Copending U.S. application Ser. No. 09/641,403, filed Aug. 17, 2000, entitled “Wait Time Prediction Arrangement for Non-Real-Time Customer Contacts”, discloses a technique to effect service time prediction for non-real-time contacts. This technique has been incorporated in Avaya Inc.'s Interaction Center™ product which has been available commercially for over one year. When a contact is enqueued following the occurrence of a selected event, namely the queue has no working agents (e.g., the switching center (or call or contact center) is unstaffed); the queue is empty (e.g., the contact center has idle working agents); the contact center (or call or switching center) is not operational (e.g., the contact center is shut down or is otherwise out of service); a working agent of the contact center elects not to service the item (e.g., the rules governing the servicing of items permits the next available working agent to defer or decline servicing the item); and/or a system clock is changed (such as by an administrator or otherwise) that is accessed by the contact center for timing information, the ensuing time interval, advance time, or other type of timing information associated with the first item is excluded from an estimation of a wait time (e.g., WAT, etc.) associated with the queue.

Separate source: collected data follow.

PR #2367, opened 2023-12-12
Add _connector API

jedrazb:
👋 Hey, I'm not sure if it's a best practice to add the client types after the FF. If I mislabelled it please let me know. The connectors API actions are introduced in `8.12`.

### Changes 

- Copy endpoints from es [rest-api-spec](https://github.com/elastic/elasticsearch/tree/8.12/rest-api-spec/src/main/resources/rest-api-spec/api) 
- Copy and adapt types from [Kibana ts definition](https://github.com/elastic/kibana/blob/main/packages/kbn-search-connectors/types/connectors.ts)
- Added types for
  - connector.put
  - connector.post
  - connector.delete
  - connector.get
  - connector.list
  - connector.check_in
  - connector.update_error
  - connector.update_scheduling
  - connector.update_filtering
  - connector.update_configuration
  - connector.update_pipeline
  - connector.last_sync <- it should be `update_last_sync`, we should followup to fix this in 8.13 on ES side


output/schema/validation-errors.json
```diff
@@ -482,6 +482,12 @@
         "response definition cluster.put_component_template:Response / body / instance_of - Non-leaf type cannot be used here: '_types:AcknowledgedResponseBase'"
       ]
     },
+    "connector.delete": {
+      "request": [],
+      "response": [
+        "response definition connector.delete:Response / body / instance_of - Non-leaf type cannot be used here: '_types:AcknowledgedResponseBase'"
```
jedrazb, line 488: This issue is common for other endpoints that deal with `delete` action - should I change something here?

Anaethelion: No, you can leave it as is.

specification/connector/_types/Connector.ts
```diff
@@ -0,0 +1,241 @@
...
+  basic?: FeatureEnabled
+}
+
+export interface ConnectorFeatures {
+  [FeatureName.DOCUMENT_LEVEL_SECURITY]?: FeatureEnabled
+  [FeatureName.FILTERING_ADVANCED_CONFIG]?: boolean
+  [FeatureName.FILTERING_RULES]?: boolean
+  [FeatureName.INCREMENTAL_SYNC]?: FeatureEnabled
+  [FeatureName.SYNC_RULES]?: SyncRulesFeature
+}
```
Anaethelion, line 204:
```suggestion
export interface ConnectorFeatures {
  document_level_security?: FeatureEnabled
  filtering_advanced_config?: boolean
  filtering_rules?: boolean
  incremental_sync?: FeatureEnabled
  sync_rules?: SyncRulesFeature
}
```

That mechanism isn't implemented in the compiler, this results in an object with the properties called `[FeatureName.DOCUMENT_LEVEL_SECURITY]` which isn't what you wanted I presume.

These properties should be name directly from their counterparts in `FeatureName` and the enum removed.

specification/connector/_types/Connector.ts
```diff
@@ -0,0 +1,241 @@
...
+type FilteringPolicy = 'exclude' | 'include'
+
+type FilteringRuleRule =
+  | 'contains'
+  | 'ends_with'
+  | 'equals'
+  | '>'
+  | '<'
+  | 'regex'
+  | 'starts_with'
```
Anaethelion, line 134: `FilteringPolicy` and `FilteringRuleRule` should be converted to enums.

specification/connector/_types/Connector.ts
```diff
@@ -0,0 +1,241 @@
...
+}
+
+enum ConnectorFieldType {
+  STRING = 'str',
+  INTEGER = 'int',
+  LIST = 'list',
+  BOOLEAN = 'bool'
+}
+
+interface ConnectorConfigCategoryProperties {
```
Anaethelion, line 48: This seems redundant with `ConnectorConfigProperties` and I can't find this in the server sources. If its not used, this should be removed and the `ConnectorConfiguration` simplified.

specification/connector/_types/Connector.ts
```diff
@@ -0,0 +1,241 @@
...
+  draft: FilteringRules
+}
+
+enum FeatureName {
+  FILTERING_ADVANCED_CONFIG = 'filtering_advanced_config',
+  FILTERING_RULES = 'filtering_rules',
+  DOCUMENT_LEVEL_SECURITY = 'document_level_security',
+  INCREMENTAL_SYNC = 'incremental_sync',
+  SYNC_RULES = 'sync_rules'
+}
```
Anaethelion, line 187:
```suggestion
```

specification/connector/_types/Connector.ts
```diff
@@ -0,0 +1,241 @@
...
+
+export interface ConnectorFeatures {
+  [FeatureName.DOCUMENT_LEVEL_SECURITY]?: FeatureEnabled
+  [FeatureName.FILTERING_ADVANCED_CONFIG]?: boolean
+  [FeatureName.FILTERING_RULES]?: boolean
+  [FeatureName.INCREMENTAL_SYNC]?: FeatureEnabled
+  [FeatureName.SYNC_RULES]?: SyncRulesFeature
+}
+
+export interface SchedulingConfiguraton {
```
Anaethelion, line 206:
```suggestion
export interface SchedulingConfiguration {
```

Nit: typo, should also be updated wherever referenced.

Anaethelion (changes requested):
Left a few comments.

I've also taken the liberty to add the links to the documentation within the endpoints, feel free to edit/update if I made any mistake.

specification/connector/_types/Connector.ts
jedrazb: Agreed, we can get rid of it (also checked in Kibana source).

jedrazb:
Hey @Anaethelion thank you for review and adding the documentation links 👍 . I addressed your feedback and also updated the json spec files with correct doc links. 

There are couple of more endpoints to be added (related to `_connector/_sync _job` API). Given the release timeline is it still ok to keep the `backport 8.12` label?

jedrazb:
Hey @swallez 👋  since Anaethelion is OOO this week, I was suggested to add you as a reviewer to this PR. Could you take a look?

specification/connector/_types/Connector.ts
```diff
@@ -0,0 +1,231 @@
...
+  value: string
+}
+
+interface Dependency {
+  field: string
+  value: string | number | boolean | null
+}
+
+enum DisplayType {
+  TEXTBOX = 'textbox',
```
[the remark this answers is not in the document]
jedrazb: Thank you for pointing this out 👍 I'm guilty of just copy-pasting most of the types from defs in Kibana

specification/connector/_types/Connector.ts
```diff
@@ -0,0 +1,231 @@
...
+  ConnectorConfigProperties | null
+>
+
+export interface ConnectorScheduling {
+  enabled: boolean
+  interval: string // interval has crontab syntax
+}
+
+interface CustomScheduling {
+  configuration_overrides: Dictionary<string, UserDefinedValue>
```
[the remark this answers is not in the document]
jedrazb: Yeah, my bad, it was defined like that [in Kibana](https://github.com/elastic/kibana/blob/main/packages/kbn-search-connectors/types/connectors.ts#L80), I fill fix this here and file a follow-up ticket to handle it in Kibana as well.

specification/connector/_types/Connector.ts
```diff
@@ -0,0 +1,231 @@
...
+  tooltip: string | null
+  type: ConnectorFieldType
+  ui_restrictions: string[]
+  validations: Validation[]
+  value: string | number | boolean | null
+}
+
+export type ConnectorConfiguration = Dictionary<
+  string,
+  ConnectorConfigProperties | null
```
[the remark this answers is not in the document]
jedrazb: Again, I'm guilty of copy-pasting from (probably) slightly outdated types from [Kibana](https://github.com/elastic/kibana/blob/main/packages/kbn-search-connectors/types/connectors.ts#L65). According to my understanding `| null` here is indeed not needed

specification/connector/_types/Connector.ts
```diff
@@ -0,0 +1,231 @@
...
+}
+
+export interface ConnectorConfigProperties {
+  category?: string
+  default_value: string | number | boolean | null
+  depends_on: Dependency[]
+  display: DisplayType
+  label: string
+  options: SelectOption[]
+  order?: number | null
```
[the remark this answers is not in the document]
jedrazb: I revised the types and I think for majority of cases we can safely mark fields as optional (instead of making them nullable). The only exception are errors that are (string | null), I can think of some situations where we want to mark error as null (when connector gets back to a healthy state)

specification/connector/_types/Connector.ts
```diff
@@ -0,0 +1,231 @@
...
+
+enum ConnectorFieldType {
+  STRING = 'str',
+  INTEGER = 'int',
+  LIST = 'list',
+  BOOLEAN = 'bool'
+}
+
+interface Validation {
+  constraint: string | number
```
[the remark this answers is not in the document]
jedrazb: It's limited to strings and numbers. It's represented as an `Object` type in ES, though the [parser](https://github.com/elastic/elasticsearch/blob/main/x-pack/plugin/ent-search/src/main/java/org/elasticsearch/xpack/application/connector/configuration/ConfigurationValidation.java#L65) validates that it's either of numeric or string type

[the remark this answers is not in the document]
swallez: Oh, as I understand, `type` is an [enumeration of the possible constraints](https://github.com/elastic/elasticsearch/blob/main/x-pack/plugin/ent-search/src/main/java/org/elasticsearch/xpack/application/connector/configuration/ConfigurationValidationType.java) that precisely defines what should be in the `constraint` field.

So this can be represented in a fully-typed way as follows using an union defining "[internally tagged variants](https://github.com/elastic/elasticsearch-specification/blob/main/docs/modeling-guide.md#internal)":

```ts
/** @variants internal tag='type' */
export type Validation = LessThanValidation | GreaterThanValidation | ListTypeValidation | IncludedInValidation | RegexValidation | UnsetValidation

export interface LessThanValidation {
  type: 'less_than'
  constraint: double // we want to avoid 'number'
}

export interface GreaterThanValidation {
  type : 'greater_than'
  constraint: double
}

export interface ListTypeValidation {
  type: 'list_type'
  constraint: string
}

export interface IncludedInValidation {
  type: 'included_in'
  constraint: string // is it really a string?
}

export interface RegexValidation {
  type: 'regex'
  constraint: string
}

export interface UnsetValidation {
  type: 'unset'
  // no constraint ?
}
```

specification/connector/_types/Connector.ts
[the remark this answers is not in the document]
swallez: Ok. So we have to implement https://github.com/elastic/elasticsearch-specification/issues/2049 that clearly distinguishes "null as optional" and "null as an actual value" in the spec. Adding that on my immediate todo list.

specification/connector/_types/Connector.ts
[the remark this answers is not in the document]
jedrazb: Ack, thank you for explanation! Will include this into the type definitions

specification/connector/_types/Connector.ts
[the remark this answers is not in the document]
jedrazb: Does it imply that this PR needs to wait until #2049 is implemented? We are not in a rush, just want to clarify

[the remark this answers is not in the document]
swallez: Yes, because currently `null` is considered as the equivalent of "missing" in languages where objects are represented as data structures and not dictionaries (i.e. all strictly typed languages). #2049 is meant to capture "null is an actual value" in the API spec so that we can generate code that correctly handles this.

jedrazb:
CI steps are breaking in the `setup job` phase with 
```
Error: Internal server error occurred while resolving "actions/checkout@v[2](https://github.com/elastic/elasticsearch-specification/actions/runs/7461636399/job/20302186145?pr=2367#step:1:2)"
```

specification/connector/list/ConnectorListRequest.ts
```diff
@@ -0,0 +1,57 @@
...
+     */
+    from?: integer
+    /**
+     * Specifies a max number of results to get
+     */
+    size?: integer
+    /**
+     * A comma-separated list of connector index names to fetch connector documents for
+     */
+    index_name?: Fields
```
swallez, line 43: `Fields` is meant to hold a list of index field names. If these are ES indices, then `Indices` should be used.

specification/connector/list/ConnectorListRequest.ts
```diff
@@ -0,0 +1,57 @@
...
+    /**
+     * A comma-separated list of connector names to fetch connector documents for
+     */
+    connector_name?: Fields
```
swallez, line 47: Use `Names` instead

specification/connector/list/ConnectorListRequest.ts
```diff
@@ -0,0 +1,57 @@
...
+    /**
+     * A comma-separated list of connector service types to fetch connector documents for
+     */
+    service_type?: Fields
```
swallez, line 51: Are service type identifiers? Then use `Ids`, or otherwise `Names`.

swallez (changes requested):
Looking good! There are a few minor naming issues left, and we'll be good to go!

specification/connector/_types/Connector.ts
```diff
@@ -0,0 +1,267 @@
...
+  full?: ConnectorScheduling
+  incremental?: ConnectorScheduling
+}
+
+export interface Connector {
+  api_key_id?: string
+  configuration: ConnectorConfiguration
+  custom_scheduling: ConnectorCustomScheduling
+  description?: string
+  error: WithNullValue<string>
```
l-trotta, line 243: error should be nullable, [server code](https://github.com/elastic/elasticsearch/blob/92f7e078071fba021f9784c98a7cea6e76c5710d/x-pack/plugin/ent-search/src/main/java/org/elasticsearch/xpack/application/connector/Connector.java#L82)

pquentin:
"Validate APIs / build" was failing because of me, I fixed it and retried the build.

specification/connector/list/ConnectorListRequest.ts
jedrazb: They are arbitrary strings, so it is `Names` for our case

specification/connector/_types/Connector.ts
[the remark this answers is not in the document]
jedrazb: Yes, I do agree with you here. Since the `Connector` denotes a response type. In a response, a missing (optional) field does indicate that the field is in fact null. 

I will adapt this, but I the meaningful is needed for requests definitions to set certain fields to null.

swallez (approved):
LGTM! 🎉

Anaethelion (approved):

specification/connector/update_index_name/ConnectorUpdateIndexNameRequest.ts
```diff
@@ -0,0 +1,43 @@
...
+    /**
+     * The unique identifier of the connector to be updated
+     */
+    connector_id: Id
+  }
+  /**
+   * The connector index name
+   */
+  body: {
+    index_name: WithNullValue<string>
```
flobernd, line 41: @swallez @Anaethelion I'm late to the party, but shouldn't we use the `IndexName` alias instead of `string` at these places?

Like:

```ts
index_name: WithNullValue<IndexName>
```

The wait time can be determined using any suitable techniques, including those described above.
Although this algorithm represents a substantial step forward from prior contact center algorithms for predicting wait time for non-real-time contacts, it can be unable to provide an accurate estimate of wait time when the wait-time period crosses one or more unstaffed time intervals. A wait time predictor is needed that can accurately predict when an item of work will be serviced, even when that work may remain in queue during unstaffed periods such as holidays and weekends.